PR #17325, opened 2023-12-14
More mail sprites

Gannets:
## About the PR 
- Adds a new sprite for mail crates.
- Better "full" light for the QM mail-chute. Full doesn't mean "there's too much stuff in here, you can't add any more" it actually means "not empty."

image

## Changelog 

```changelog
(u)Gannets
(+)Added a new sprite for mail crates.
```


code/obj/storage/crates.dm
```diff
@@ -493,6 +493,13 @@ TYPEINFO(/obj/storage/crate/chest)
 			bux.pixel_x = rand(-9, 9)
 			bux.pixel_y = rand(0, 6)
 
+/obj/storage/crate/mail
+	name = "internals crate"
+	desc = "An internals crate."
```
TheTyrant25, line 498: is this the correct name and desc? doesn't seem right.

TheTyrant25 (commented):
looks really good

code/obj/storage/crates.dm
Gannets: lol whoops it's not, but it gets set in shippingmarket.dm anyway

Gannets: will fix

--*--

**Exercise brief**
Among the lines above, which hold the word "mail"? Report each one.

**Exercise output**
More mail sprites
- Adds a new sprite for mail crates.
- Better "full" light for the QM mail-chute. Full doesn't mean "there's too much stuff in here, you can't add any more" it actually means "not empty."
(+)Added a new sprite for mail crates.
+/obj/storage/crate/mail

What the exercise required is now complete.